START INFORMATION GIVEN

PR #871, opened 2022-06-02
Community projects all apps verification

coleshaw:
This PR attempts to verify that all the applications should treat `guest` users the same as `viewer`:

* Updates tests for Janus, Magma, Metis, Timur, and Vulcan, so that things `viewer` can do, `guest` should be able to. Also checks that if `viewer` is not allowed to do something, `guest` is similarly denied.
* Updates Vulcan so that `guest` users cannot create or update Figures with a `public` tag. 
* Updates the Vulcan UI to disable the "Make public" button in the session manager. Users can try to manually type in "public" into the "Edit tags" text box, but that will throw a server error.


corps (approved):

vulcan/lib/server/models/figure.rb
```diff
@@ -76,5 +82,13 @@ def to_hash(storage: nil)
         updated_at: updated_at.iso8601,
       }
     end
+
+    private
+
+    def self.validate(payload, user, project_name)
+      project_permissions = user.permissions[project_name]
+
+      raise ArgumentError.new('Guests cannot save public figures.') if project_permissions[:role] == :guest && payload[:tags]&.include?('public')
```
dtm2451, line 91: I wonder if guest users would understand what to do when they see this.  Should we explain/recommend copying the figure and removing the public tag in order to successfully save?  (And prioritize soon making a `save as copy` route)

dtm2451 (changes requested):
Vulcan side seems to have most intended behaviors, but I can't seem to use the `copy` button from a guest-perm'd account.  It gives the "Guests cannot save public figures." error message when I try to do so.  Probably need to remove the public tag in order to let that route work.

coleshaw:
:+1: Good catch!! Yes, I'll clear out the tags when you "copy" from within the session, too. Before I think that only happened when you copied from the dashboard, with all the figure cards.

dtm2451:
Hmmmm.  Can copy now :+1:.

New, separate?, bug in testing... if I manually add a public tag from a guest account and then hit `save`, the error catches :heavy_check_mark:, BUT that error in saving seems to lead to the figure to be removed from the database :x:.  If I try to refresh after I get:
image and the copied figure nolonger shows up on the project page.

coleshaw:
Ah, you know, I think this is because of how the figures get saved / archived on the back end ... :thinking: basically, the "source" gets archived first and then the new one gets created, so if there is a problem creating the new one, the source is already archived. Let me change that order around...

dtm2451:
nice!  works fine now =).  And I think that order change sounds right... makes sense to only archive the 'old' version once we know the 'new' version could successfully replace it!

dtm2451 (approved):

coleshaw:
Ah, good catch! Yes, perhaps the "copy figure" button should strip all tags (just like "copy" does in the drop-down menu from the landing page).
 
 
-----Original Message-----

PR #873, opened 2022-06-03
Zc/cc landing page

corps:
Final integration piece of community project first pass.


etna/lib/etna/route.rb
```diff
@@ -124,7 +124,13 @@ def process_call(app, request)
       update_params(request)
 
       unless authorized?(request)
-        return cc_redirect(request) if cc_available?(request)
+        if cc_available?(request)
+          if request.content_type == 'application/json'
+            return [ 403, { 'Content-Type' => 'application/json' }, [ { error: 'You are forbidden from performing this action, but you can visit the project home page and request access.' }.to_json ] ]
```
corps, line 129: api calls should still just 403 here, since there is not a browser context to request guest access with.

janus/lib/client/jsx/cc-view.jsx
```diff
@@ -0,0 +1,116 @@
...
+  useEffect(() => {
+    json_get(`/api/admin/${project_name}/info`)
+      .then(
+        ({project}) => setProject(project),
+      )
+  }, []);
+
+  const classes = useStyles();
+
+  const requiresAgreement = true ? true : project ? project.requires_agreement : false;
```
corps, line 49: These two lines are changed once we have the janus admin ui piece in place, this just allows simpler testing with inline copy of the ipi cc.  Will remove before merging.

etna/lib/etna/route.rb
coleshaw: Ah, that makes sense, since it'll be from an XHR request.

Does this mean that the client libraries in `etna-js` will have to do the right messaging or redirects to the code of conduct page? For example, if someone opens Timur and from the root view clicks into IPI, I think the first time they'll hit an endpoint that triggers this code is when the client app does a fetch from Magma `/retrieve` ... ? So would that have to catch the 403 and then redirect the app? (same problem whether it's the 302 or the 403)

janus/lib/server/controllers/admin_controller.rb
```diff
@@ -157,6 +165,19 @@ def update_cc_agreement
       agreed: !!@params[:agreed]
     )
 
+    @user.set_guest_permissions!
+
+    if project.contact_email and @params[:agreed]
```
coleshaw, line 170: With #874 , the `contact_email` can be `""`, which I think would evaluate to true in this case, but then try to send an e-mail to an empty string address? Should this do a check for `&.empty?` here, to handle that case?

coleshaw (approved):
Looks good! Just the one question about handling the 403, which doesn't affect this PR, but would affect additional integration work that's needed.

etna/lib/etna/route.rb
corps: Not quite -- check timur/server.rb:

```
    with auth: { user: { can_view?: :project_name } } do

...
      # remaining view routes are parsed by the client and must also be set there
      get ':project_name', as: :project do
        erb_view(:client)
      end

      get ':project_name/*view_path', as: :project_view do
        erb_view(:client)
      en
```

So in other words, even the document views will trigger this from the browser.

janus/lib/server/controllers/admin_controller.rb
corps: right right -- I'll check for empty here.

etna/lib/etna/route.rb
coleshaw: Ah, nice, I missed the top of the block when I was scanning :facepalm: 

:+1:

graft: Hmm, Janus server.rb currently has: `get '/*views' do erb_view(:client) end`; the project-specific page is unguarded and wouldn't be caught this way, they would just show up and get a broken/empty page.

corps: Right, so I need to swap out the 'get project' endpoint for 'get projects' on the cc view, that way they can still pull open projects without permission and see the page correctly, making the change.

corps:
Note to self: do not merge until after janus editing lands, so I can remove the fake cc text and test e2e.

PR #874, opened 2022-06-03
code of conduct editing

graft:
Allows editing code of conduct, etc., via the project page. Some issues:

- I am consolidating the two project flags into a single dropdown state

END INFORMATION GIVEN

**PROBLEM DESCRIPTION**
Check each line of the data for "nice". Copy the lines where it turns up.

**REPLY**
nice!  works fine now =).  And I think that order change sounds right... makes sense to only archive the 'old' version once we know the 'new' version could successfully replace it!
coleshaw: Ah, nice, I missed the top of the block when I was scanning :facepalm: 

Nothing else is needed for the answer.